According to Schabenberger, not much. nothing has changed much, except for the methods that we use to find insights. “It’s the types of the methods we use [that changed], the size of the data that’s different, and it’s the way we think about data that’s changed,” he said.
While data science tools have come a long way, we should be careful not to assign too much value to the results of the analysis, he said. It’s important to have
“I think we’re losing a little bit,” Schabenberger said. “We’re losing it for thinking and understanding of uncertainty, of confidence. Nobody is talking about precision or standard error anymore. Everybody is just talking about misclassification rates. Those systems are statistically impressive, but they can also be individually highly unreliable.”
Ben Lorica, the chief data scientist at O’Reilly Media, also expressed some skepticism about data being the fourth pillar of the scientific method.

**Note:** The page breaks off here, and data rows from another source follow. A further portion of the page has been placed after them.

Issue #4709, opened 2025-12-08
slice2py: no docstring for constants


bernardnormier:
slice2py does not emit any docstring for constants.

PR #4817, opened 2025-12-30
Improve 'slice2py' to Generate Doc-comments for Constants

InsertCreativityHere:
This PR implements most of #4709.

We now generate doc-strings on constants.
Doc-comments take the form of `#:` and come before the thing being documented.
Doc-strings take the form of `""" ... """` and come after the thing being documented.

While Sphinx has full support for both of these, the official VsCode "Python" extension only supports doc-strings.

----

I say "most of", because these comments don't appear in our generated API reference.
That is an issue with how we re-export things though, not with the code-gen.
The generated code will still have these comments, and the extension detects and displays them in VsCode.

### DIFF
--- a/cpp/src/slice2py/PythonUtil.cpp
+++ b/cpp/src/slice2py/PythonUtil.cpp
@@ -2033,9 +2033,9 @@ Slice::Python::CodeVisitor::visitConst(const ConstPtr& p)
     out << sp;
 
     string name = p->mappedName();
-    writeConstDocstring(p, out);
     out << nl << name << " = ";
     writeConstantValue(p, p->type(), p->valueType(), p->value(), out);
+    writeDocstring(p, out, "constant");
 
     out << sp;
     out << nl << "__all__ = [\"" << name << "\"]";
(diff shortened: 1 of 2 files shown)


cpp/src/slice2py/PythonUtil.cpp
```diff
@@ -1211,7 +1211,7 @@ Slice::Python::CodeVisitor::writeOperations(const InterfaceDefPtr& p, Output& ou
         out << epar << operationReturnTypeHint(operation, MethodKind::Dispatch) << ":";
         out.inc();
 
-        writeDocstring(operation, MethodKind::Dispatch, out);
+        writeOpDocstring(operation, MethodKind::Dispatch, out);
```
InsertCreativityHere, line 1214: We had 3 overloads all named `writeDocString`, I gave them all different names.
Doing this actually revealed a useless `optional` parameter!

cpp/src/slice2py/PythonUtil.cpp
```diff
@@ -2276,7 +2278,7 @@ Slice::Python::CodeVisitor::writeSeeAlso(const StringList& seeAlso, bool needsNe
 }
 
 void
-Slice::Python::CodeVisitor::writeDocstring(const ContainedPtr& p, Output& out, const optional<string>& generatedType)
+Slice::Python::CodeVisitor::writeDocstring(const ContainedPtr& p, Output& out, string_view generatedType)
```
InsertCreativityHere: For this overload of `writeDocString`, `generated_type` was _always_ passed.
So making it a defaulted `optional` parameter is useless.

cpp/src/slice2py/PythonUtil.cpp
```diff
@@ -2442,7 +2436,59 @@ Slice::Python::CodeVisitor::writeDocstring(const EnumPtr& p, Output& out)
 }
 
 void
-Slice::Python::CodeVisitor::writeDocstring(const OperationPtr& op, MethodKind methodKind, Output& out)
+Slice::Python::CodeVisitor::writeConstDocstring(const ConstPtr& p, IceInternal::Output& out)
```
InsertCreativityHere: The meat of this PR.

cpp/src/slice2py/PythonUtil.cpp
```diff
@@ -2276,7 +2278,7 @@ Slice::Python::CodeVisitor::writeSeeAlso(const StringList& seeAlso, bool needsNe
 }
 
 void
-Slice::Python::CodeVisitor::writeDocstring(const ContainedPtr& p, Output& out, const optional<string>& generatedType)
+Slice::Python::CodeVisitor::writeDocstring(const ContainedPtr& p, Output& out, const string& generatedType)
```
InsertCreativityHere, line 2281: For this overload of `writeDocString`, `generated_type` was _always_ passed.
So having it be `optional` was pointless.

cpp/src/slice2py/PythonUtil.cpp
```diff
@@ -2442,7 +2436,56 @@ Slice::Python::CodeVisitor::writeDocstring(const EnumPtr& p, Output& out)
 }
 
 void
-Slice::Python::CodeVisitor::writeDocstring(const OperationPtr& op, MethodKind methodKind, Output& out)
+Slice::Python::CodeVisitor::writeConstDocstring(const ConstPtr& p, IceInternal::Output& out)
+{
+    const optional<DocComment>& comment = p->docComment();
```
externl: Do both pylance (whatever vscode uses) and sphinx play nice with the `#:` format?

InsertCreativityHere: No, apparently pylance can't handle the doc-comment format unfortunately.
Thankfully, Sphinx handles both, so I switched to use the common denominator: `"""..."""` doc-strings.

“I would say that the use of data in machine learning will be useful for scientists, but that doesn’t’ remove the need for causal explanations and theory,” Lorica told Datanami in an interview at the recent Strata Data Conference. “It might point you in the right direction, where you should be spending more of your time to find the theoretical foundation…. It can point you. But at the end of the day, it will be just a pointer.
Lorica said deep learning itself “also needs a lot of theoretical work, when and why it works and doesn’t work.” “The heartening thing there are people who are theoretical scientists who are now engaged in machine learning, so they will start telling us the limitations of these approaches.”
There are obviously differences of opinion whether data science is the fourth pillar of the scientific method. But interestingly, there are some folks in the scientific community who question whether there are any more than two.
Back in 2010, following the release of “The Fourth Paradigm,” Moshe Vardi, the editor in chief of Communications of the Associations of Computing Machinery (ACM) magazine penned a letter questioning the idea that data mining is the fourth leg.
“I find myself uncomfortable with science sprouting a new leg every few years,” Vardi wrote. “In fact, I believe that science still has only two legs—theory and experimentation. The ‘four legs’ viewpoint seems to imply the scientific method has changed in a fundamental way. I contend it is not the scientific method that has changed, but rather how it is being carried out.”